The output seen above differs significantly from the rest of the classification models. It features both vertical and horizontal lines that divide the dataset into age and predicted pay categories.
As can be seen, the tree is attempting to capture each dataset, resulting in overfitting.

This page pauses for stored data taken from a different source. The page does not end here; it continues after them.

PR #295, opened 2023-10-17
fixing annotation group export

BryonLewis:
I forgot to check the downloading of group annotations in our conversion to the UUID format.
This resulted in not being able to download groups of proposals.  I'd have to look more into why the type system didn't yell about this before and started yelling recently.

- Updated the relevant model-run endpoint to use str.  I don't know why I had it using int before, the task-id is stored as a charfield.
- Update the function for exporting annotations to use UUID4
- I added the celerybeat and noup.out to the .gitignore.  Was sick of having to skip those files when adding all my commit files.

### DIFF
--- a/django/src/rdwatch/views/model_run.py
+++ b/django/src/rdwatch/views/model_run.py
@@ -495,7 +495,7 @@ def check_download(request: HttpRequest, task_id: str):
 
 
 @router.get('/{id}/download')
-def get_downloaded_annotations(request: HttpRequest, id: int, task_id: str):
+def get_downloaded_annotations(request: HttpRequest, id: str, task_id: str):
     annotation_export = AnnotationExport.objects.filter(celery_id=task_id)
     if annotation_export.exists():
         annotation_export = annotation_export.first()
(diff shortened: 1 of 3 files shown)


django/src/rdwatch/views/model_run.py
```diff
@@ -495,7 +495,7 @@ def check_download(request: HttpRequest, task_id: str):
 
 
 @router.get('/{id}/download')
-def get_downloaded_annotations(request: HttpRequest, id: int, task_id: str):
+def get_downloaded_annotations(request: HttpRequest, id: str, task_id: str):
```
mvandenburgh, line 498:
```suggestion
def get_downloaded_annotations(request: HttpRequest, id: UUID4, task_id: str):
```

BryonLewis: I had that initially but noticed that the `AnnotationExport` model had a charfield even though it is a UUID.  Should we update that model to a uuid instead of a str?

mvandenburgh: Oh, I didn't realize. That `id` isn't even used, it's only the `task_id` is (which is indeed a `str` and not `UUID4`). Should we just remove it?

mvandenburgh (approved):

6. Visualizing the test set result:

The test set result will be visualized similarly to the training set result, with the exception that the training set will be substituted with the test set.

 
   #Visulaizing the test set result  
   from matplotlib.colors import ListedColormap  
   x_set, y_set = x_test, y_test  
   x1, x2 = nm.meshgrid(nm.arange(start = x_set[:, 0].min() - 1, stop = x_set[:, 0].max() + 1, step  =0.01),  
   nm.arange(start = x_set[:, 1].min() - 1, stop = x_set[:, 1].max() + 1, step = 0.01))  
   mtp.contourf(x1, x2, classifier.predict(nm.array([x1.ravel(), x2.ravel()]).T).reshape(x1.shape),  
   alpha = 0.75, cmap = ListedColormap(('purple','green' )))  
   mtp.xlim(x1.min(), x1.max())  
   mtp.ylim(x2.min(), x2.max())  
   for i, j in enumerate(nm.unique(y_set)):  
     mtp.scatter(x_set[y_set == j, 0], x_set[y_set == j, 1],  
        c = ListedColormap(('purple', 'green'))(i), label = j)  
   mtp.title('Decision Tree Algorithm(Test set)')  
   mtp.xlabel('Age')  
   mtp.ylabel('Estimated Salary')  
   mtp.legend()  
   mtp.show()

Output:

As can be seen in the accompanying graphic, some green data points are contained within the purple zone, and vice versa. So, these are the wrong predictions that we talked about in the confusion matrix.